• **Exercise requirements**:
Lines to return, exactly: from the line with "Issue #1730, opened 2026-07-19" to the line with "### 2. ASR/SPK cold-load steer unlocked" in the entries below, both included.

(Stored data)
-.-.-

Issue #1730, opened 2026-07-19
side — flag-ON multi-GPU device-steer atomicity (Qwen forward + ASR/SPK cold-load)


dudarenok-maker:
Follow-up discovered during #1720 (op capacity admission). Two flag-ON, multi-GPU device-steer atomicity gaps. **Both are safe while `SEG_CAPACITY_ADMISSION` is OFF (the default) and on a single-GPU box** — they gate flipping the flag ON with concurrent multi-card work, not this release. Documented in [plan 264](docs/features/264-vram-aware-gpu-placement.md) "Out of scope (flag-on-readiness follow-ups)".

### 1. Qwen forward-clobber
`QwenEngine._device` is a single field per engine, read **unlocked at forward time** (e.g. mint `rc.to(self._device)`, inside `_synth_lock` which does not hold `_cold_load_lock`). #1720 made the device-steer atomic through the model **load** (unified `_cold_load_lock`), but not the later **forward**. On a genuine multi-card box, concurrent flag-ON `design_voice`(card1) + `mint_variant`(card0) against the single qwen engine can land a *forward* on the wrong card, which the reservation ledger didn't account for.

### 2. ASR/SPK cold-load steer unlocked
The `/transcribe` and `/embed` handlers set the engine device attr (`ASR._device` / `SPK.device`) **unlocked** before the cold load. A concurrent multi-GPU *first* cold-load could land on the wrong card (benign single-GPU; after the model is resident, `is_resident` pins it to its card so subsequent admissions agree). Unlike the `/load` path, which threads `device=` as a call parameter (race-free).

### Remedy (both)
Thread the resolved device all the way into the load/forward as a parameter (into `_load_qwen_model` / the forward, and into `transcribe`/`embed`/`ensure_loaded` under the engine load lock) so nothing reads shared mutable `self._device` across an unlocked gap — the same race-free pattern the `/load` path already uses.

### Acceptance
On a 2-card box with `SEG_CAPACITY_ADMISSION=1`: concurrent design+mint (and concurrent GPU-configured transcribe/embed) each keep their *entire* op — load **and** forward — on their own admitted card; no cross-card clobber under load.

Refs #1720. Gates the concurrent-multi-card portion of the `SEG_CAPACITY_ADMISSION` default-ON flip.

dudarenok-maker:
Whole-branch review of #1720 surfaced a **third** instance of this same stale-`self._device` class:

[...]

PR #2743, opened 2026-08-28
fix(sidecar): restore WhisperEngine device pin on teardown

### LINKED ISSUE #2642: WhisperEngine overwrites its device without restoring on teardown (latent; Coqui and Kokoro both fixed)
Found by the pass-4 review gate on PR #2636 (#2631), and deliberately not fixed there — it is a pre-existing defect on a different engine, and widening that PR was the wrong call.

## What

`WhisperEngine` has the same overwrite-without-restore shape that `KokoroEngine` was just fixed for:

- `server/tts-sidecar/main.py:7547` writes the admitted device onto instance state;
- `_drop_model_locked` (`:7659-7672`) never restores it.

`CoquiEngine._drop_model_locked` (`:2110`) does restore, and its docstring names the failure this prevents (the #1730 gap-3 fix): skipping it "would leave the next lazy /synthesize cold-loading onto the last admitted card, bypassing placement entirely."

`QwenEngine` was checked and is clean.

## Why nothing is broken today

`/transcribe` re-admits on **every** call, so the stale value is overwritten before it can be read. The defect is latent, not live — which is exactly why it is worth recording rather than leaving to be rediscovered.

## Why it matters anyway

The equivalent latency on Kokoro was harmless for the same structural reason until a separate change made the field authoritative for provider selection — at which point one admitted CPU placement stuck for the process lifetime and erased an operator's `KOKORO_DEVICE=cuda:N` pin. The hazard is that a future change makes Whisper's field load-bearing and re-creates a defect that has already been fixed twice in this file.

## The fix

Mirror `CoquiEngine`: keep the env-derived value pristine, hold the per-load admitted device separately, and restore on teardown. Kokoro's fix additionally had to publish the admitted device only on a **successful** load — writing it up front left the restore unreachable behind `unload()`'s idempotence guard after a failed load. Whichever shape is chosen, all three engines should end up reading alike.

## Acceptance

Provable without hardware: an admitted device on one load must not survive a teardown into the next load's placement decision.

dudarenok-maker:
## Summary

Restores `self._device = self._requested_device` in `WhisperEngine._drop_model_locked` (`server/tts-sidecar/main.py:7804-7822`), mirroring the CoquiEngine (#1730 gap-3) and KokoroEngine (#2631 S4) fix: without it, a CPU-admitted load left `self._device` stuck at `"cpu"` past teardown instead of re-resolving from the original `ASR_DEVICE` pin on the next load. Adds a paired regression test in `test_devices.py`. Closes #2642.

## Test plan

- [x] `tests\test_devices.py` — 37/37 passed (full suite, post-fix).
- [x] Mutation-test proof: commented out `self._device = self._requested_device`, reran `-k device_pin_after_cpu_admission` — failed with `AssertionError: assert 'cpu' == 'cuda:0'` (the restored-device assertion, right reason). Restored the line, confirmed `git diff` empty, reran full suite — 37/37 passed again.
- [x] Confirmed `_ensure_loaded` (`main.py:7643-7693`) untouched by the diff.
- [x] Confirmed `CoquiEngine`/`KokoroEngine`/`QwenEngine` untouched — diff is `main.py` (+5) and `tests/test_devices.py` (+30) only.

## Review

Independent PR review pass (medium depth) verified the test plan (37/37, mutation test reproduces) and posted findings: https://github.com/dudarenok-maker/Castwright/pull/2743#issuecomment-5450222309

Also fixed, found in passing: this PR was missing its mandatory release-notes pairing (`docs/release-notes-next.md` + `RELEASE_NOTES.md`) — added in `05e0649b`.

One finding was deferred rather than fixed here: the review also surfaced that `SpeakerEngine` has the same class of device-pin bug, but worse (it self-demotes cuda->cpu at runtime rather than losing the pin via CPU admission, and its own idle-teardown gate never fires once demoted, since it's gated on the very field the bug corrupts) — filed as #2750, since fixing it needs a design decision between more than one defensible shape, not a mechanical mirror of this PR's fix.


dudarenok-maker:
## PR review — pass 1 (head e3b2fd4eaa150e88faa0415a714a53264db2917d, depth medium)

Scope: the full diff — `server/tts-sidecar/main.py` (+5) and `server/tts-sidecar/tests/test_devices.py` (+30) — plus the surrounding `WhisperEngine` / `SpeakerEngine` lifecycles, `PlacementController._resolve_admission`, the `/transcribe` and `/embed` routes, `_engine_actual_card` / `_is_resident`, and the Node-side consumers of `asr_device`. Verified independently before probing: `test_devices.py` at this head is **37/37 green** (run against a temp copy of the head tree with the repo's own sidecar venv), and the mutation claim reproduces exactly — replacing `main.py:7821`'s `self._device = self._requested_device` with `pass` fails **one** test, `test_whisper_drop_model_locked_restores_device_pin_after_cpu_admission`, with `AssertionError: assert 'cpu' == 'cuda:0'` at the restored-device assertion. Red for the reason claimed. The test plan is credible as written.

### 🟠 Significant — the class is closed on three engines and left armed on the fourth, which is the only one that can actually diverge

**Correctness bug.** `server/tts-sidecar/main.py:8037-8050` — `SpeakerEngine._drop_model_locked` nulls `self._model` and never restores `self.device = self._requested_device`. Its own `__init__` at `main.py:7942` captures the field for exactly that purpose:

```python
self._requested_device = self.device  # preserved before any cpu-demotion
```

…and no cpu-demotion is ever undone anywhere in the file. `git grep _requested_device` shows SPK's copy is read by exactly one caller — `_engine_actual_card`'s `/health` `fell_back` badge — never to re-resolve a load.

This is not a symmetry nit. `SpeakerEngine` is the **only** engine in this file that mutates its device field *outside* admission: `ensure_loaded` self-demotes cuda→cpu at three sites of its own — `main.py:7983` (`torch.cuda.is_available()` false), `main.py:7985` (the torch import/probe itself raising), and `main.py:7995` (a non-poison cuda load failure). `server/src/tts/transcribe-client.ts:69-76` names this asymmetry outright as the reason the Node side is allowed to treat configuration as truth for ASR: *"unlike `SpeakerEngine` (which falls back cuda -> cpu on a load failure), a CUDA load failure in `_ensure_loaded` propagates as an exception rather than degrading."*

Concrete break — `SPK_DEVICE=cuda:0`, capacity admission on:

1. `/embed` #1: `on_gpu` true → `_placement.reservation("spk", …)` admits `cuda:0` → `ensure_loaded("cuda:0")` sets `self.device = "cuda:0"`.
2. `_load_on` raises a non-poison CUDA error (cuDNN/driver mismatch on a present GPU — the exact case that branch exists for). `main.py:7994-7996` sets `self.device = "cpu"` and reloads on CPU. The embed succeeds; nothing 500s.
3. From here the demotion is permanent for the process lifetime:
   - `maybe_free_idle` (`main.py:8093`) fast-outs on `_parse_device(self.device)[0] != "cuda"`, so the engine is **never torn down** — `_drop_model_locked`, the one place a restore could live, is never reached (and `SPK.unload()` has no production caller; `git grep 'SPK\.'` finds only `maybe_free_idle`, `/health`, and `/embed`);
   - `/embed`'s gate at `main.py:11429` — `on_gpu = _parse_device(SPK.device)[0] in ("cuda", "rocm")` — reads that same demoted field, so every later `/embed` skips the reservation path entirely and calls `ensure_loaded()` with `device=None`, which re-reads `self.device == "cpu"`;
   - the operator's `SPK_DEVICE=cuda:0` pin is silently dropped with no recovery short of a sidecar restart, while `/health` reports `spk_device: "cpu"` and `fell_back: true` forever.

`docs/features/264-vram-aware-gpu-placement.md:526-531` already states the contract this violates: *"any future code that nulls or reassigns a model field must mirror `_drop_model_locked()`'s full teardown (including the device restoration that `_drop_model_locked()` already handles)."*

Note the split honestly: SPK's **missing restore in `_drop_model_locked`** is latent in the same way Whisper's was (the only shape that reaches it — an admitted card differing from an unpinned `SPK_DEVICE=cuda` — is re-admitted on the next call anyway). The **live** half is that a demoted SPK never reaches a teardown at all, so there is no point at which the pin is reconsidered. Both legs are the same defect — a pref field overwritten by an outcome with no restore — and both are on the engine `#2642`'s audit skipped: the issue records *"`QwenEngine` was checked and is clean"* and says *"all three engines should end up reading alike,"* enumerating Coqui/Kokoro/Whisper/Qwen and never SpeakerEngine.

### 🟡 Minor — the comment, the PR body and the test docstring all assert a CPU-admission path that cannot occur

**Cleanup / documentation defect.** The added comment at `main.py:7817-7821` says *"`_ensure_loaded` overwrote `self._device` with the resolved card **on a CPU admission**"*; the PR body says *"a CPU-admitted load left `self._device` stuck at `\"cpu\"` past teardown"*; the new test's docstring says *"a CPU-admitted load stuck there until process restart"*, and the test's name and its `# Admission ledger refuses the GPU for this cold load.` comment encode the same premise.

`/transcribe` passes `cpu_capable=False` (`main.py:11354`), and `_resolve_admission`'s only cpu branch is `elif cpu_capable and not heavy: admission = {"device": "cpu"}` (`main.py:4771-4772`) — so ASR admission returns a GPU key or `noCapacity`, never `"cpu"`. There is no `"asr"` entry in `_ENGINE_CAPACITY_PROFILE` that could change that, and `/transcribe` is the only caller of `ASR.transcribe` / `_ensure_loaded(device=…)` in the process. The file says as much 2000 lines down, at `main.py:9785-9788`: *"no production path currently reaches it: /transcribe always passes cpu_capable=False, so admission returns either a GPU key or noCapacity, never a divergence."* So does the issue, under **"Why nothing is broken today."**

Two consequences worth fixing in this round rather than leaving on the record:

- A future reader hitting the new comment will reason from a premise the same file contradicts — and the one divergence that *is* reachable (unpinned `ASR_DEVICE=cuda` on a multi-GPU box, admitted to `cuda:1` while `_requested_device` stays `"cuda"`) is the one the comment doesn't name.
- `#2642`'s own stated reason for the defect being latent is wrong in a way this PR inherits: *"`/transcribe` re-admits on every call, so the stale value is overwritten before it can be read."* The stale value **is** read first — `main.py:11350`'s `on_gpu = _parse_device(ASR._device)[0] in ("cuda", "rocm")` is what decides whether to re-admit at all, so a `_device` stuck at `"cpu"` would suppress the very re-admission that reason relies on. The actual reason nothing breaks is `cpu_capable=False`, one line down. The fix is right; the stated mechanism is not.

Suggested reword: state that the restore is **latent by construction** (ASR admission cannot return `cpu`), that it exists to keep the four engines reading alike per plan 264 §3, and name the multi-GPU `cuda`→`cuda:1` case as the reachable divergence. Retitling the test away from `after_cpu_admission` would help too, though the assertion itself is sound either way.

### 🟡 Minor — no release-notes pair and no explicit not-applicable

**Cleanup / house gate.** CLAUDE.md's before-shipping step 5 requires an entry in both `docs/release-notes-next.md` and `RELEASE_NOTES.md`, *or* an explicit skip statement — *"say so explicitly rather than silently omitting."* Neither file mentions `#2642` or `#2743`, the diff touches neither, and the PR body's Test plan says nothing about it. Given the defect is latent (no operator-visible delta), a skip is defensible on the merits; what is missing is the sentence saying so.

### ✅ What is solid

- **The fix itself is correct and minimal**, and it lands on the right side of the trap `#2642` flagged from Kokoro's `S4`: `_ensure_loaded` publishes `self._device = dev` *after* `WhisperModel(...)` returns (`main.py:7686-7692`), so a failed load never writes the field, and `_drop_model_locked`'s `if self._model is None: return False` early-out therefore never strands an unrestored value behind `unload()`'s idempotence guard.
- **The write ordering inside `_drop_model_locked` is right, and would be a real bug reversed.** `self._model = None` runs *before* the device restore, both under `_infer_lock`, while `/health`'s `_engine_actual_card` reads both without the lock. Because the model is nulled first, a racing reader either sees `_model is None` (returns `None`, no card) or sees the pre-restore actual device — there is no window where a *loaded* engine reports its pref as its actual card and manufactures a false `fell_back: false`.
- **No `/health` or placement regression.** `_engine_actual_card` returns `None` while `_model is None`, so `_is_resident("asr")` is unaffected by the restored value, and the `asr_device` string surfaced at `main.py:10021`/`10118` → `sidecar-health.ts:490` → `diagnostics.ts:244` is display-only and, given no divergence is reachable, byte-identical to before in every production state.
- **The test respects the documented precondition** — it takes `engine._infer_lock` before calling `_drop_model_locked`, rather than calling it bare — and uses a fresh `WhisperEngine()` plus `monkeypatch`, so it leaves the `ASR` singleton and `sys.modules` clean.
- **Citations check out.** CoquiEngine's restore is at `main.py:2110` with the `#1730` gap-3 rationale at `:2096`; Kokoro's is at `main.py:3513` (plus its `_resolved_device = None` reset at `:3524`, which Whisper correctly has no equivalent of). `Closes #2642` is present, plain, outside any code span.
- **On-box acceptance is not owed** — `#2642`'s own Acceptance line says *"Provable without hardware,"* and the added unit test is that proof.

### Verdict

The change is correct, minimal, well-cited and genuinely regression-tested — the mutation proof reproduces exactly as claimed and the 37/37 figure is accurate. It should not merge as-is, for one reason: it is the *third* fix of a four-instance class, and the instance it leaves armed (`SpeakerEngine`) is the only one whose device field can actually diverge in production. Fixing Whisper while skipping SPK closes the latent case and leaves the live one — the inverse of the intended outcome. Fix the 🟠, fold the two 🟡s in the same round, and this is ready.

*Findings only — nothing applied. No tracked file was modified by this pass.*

-.-.-

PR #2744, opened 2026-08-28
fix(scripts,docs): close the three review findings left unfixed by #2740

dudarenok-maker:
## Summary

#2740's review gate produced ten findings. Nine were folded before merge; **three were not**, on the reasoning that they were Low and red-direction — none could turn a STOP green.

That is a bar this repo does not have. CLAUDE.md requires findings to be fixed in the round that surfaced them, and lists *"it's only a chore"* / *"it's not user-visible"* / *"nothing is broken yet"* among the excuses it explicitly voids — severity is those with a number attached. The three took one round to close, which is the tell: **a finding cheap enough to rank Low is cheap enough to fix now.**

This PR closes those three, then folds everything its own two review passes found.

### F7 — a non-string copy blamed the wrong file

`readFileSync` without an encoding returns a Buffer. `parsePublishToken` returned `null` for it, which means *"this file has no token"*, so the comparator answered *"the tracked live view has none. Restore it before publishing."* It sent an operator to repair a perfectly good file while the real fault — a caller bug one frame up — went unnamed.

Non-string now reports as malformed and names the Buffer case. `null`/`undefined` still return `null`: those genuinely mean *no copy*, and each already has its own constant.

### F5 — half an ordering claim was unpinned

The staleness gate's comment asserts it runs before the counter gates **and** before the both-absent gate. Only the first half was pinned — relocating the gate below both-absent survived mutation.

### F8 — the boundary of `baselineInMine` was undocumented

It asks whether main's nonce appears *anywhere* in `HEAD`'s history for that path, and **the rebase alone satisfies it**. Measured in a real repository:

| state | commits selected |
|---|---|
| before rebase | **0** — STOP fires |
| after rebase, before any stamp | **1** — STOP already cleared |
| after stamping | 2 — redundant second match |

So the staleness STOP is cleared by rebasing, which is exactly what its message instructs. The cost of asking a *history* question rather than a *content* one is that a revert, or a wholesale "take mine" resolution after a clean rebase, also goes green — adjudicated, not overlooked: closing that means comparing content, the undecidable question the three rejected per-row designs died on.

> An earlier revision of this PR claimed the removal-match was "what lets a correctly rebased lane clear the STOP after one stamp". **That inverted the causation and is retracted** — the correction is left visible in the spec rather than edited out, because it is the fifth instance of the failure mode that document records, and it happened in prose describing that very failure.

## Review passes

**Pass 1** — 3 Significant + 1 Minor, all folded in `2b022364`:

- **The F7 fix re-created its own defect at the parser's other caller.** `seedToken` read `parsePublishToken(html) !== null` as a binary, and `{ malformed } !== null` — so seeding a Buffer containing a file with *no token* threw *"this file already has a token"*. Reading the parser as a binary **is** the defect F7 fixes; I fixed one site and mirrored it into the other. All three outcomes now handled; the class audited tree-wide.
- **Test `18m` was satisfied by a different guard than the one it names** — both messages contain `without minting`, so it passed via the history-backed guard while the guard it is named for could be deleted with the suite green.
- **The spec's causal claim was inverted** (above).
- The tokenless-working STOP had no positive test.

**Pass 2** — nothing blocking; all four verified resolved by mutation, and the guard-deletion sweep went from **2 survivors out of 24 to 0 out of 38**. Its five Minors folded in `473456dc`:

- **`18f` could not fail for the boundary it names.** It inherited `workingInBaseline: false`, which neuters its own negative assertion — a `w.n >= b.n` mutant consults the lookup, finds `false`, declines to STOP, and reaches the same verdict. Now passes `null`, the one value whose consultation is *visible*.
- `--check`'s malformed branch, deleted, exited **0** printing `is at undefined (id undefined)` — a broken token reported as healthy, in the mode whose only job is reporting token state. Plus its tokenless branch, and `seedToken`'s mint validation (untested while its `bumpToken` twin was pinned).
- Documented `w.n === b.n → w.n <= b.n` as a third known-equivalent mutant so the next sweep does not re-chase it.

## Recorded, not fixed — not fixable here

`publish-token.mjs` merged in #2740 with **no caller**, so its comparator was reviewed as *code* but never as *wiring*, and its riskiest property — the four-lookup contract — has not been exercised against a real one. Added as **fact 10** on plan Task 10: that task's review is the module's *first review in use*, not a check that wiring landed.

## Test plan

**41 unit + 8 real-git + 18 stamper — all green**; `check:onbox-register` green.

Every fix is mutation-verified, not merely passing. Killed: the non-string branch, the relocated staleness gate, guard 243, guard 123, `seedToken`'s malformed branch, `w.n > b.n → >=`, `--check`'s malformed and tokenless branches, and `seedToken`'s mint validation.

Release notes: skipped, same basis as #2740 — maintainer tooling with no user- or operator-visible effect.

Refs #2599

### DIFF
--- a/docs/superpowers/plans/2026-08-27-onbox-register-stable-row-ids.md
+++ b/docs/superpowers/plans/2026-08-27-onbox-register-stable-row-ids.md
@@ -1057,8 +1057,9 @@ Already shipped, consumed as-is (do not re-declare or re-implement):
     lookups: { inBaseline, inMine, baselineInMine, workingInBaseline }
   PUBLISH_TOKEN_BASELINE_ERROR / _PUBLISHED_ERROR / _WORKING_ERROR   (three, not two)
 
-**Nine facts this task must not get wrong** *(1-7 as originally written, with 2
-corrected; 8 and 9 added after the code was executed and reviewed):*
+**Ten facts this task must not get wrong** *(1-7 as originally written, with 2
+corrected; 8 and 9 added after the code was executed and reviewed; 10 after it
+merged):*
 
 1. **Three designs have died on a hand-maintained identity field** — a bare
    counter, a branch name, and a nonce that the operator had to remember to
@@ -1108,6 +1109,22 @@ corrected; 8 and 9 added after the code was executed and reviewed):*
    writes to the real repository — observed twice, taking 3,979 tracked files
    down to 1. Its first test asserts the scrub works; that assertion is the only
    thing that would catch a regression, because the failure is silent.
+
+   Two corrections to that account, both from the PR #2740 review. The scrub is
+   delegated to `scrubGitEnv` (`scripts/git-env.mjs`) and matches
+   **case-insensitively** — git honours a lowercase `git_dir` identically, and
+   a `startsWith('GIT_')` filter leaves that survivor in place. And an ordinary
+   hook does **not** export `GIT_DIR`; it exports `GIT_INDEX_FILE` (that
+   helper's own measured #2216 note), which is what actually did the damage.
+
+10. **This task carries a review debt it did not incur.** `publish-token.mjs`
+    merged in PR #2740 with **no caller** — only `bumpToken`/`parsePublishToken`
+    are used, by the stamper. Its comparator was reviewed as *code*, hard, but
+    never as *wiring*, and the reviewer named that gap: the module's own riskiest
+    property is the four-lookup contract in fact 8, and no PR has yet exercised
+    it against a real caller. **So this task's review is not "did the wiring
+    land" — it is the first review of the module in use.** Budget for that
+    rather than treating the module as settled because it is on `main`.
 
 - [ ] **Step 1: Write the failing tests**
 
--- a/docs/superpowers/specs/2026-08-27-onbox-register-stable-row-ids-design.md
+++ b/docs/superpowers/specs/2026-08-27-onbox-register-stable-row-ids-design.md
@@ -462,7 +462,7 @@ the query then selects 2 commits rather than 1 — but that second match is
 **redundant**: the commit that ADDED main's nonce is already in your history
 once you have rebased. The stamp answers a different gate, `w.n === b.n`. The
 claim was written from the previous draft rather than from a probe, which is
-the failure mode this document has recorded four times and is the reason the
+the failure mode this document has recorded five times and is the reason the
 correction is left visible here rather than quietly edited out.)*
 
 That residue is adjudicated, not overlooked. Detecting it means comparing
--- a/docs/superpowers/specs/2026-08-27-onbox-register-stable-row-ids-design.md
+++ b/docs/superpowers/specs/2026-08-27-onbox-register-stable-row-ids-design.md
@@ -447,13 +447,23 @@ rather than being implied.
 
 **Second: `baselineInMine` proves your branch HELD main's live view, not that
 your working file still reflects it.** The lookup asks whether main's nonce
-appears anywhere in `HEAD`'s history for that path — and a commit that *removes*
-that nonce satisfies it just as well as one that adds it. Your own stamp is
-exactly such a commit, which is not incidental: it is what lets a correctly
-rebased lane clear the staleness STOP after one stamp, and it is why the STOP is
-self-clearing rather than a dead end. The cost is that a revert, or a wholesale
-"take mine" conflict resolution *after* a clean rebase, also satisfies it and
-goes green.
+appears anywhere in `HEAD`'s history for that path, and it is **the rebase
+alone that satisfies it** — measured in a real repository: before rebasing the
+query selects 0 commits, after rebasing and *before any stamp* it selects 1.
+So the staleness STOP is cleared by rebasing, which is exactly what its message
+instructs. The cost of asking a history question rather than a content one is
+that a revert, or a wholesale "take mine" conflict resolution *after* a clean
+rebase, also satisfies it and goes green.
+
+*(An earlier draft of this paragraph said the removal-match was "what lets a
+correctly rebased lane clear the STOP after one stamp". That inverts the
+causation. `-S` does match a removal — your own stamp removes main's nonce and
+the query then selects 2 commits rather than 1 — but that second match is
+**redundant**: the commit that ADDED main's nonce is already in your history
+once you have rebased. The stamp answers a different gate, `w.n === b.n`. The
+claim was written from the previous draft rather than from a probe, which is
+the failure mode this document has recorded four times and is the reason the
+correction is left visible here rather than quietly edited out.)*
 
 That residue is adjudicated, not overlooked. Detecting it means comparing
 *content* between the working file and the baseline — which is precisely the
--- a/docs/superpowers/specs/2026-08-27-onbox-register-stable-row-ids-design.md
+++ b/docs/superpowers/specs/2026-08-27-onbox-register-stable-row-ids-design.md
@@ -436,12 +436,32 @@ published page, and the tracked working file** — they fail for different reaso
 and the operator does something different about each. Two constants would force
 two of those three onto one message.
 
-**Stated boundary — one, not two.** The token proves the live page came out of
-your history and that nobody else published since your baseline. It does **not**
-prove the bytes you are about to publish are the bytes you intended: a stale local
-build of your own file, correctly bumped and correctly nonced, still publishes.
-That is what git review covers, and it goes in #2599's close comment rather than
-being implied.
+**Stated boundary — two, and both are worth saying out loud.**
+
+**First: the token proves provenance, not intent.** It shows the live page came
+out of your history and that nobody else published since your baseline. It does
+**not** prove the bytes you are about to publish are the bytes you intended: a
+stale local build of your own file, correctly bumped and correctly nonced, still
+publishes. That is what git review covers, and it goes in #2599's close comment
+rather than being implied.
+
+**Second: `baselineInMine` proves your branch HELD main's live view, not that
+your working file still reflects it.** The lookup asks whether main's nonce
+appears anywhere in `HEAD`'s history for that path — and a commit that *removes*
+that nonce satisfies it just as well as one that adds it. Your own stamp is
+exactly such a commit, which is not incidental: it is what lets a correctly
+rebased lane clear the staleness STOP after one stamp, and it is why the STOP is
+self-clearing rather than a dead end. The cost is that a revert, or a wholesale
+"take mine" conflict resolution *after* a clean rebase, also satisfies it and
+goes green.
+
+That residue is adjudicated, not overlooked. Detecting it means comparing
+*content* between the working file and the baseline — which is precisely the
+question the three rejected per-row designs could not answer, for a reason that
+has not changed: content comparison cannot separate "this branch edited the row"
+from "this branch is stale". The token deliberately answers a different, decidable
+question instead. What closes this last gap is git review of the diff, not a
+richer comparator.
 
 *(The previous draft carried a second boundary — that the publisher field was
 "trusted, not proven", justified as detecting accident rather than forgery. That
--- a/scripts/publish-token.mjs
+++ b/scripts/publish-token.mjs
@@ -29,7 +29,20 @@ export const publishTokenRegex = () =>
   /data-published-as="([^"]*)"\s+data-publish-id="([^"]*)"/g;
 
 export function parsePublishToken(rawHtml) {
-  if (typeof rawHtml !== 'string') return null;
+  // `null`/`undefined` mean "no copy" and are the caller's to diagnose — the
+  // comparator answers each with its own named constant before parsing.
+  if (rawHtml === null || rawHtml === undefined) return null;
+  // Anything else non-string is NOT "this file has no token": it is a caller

-.-.-

• **Exercise solution**:
Issue #1730, opened 2026-07-19
side — flag-ON multi-GPU device-steer atomicity (Qwen forward + ASR/SPK cold-load)


dudarenok-maker:
Follow-up discovered during #1720 (op capacity admission). Two flag-ON, multi-GPU device-steer atomicity gaps. **Both are safe while `SEG_CAPACITY_ADMISSION` is OFF (the default) and on a single-GPU box** — they gate flipping the flag ON with concurrent multi-card work, not this release. Documented in [plan 264](docs/features/264-vram-aware-gpu-placement.md) "Out of scope (flag-on-readiness follow-ups)".

### 1. Qwen forward-clobber
`QwenEngine._device` is a single field per engine, read **unlocked at forward time** (e.g. mint `rc.to(self._device)`, inside `_synth_lock` which does not hold `_cold_load_lock`). #1720 made the device-steer atomic through the model **load** (unified `_cold_load_lock`), but not the later **forward**. On a genuine multi-card box, concurrent flag-ON `design_voice`(card1) + `mint_variant`(card0) against the single qwen engine can land a *forward* on the wrong card, which the reservation ledger didn't account for.

### 2. ASR/SPK cold-load steer unlocked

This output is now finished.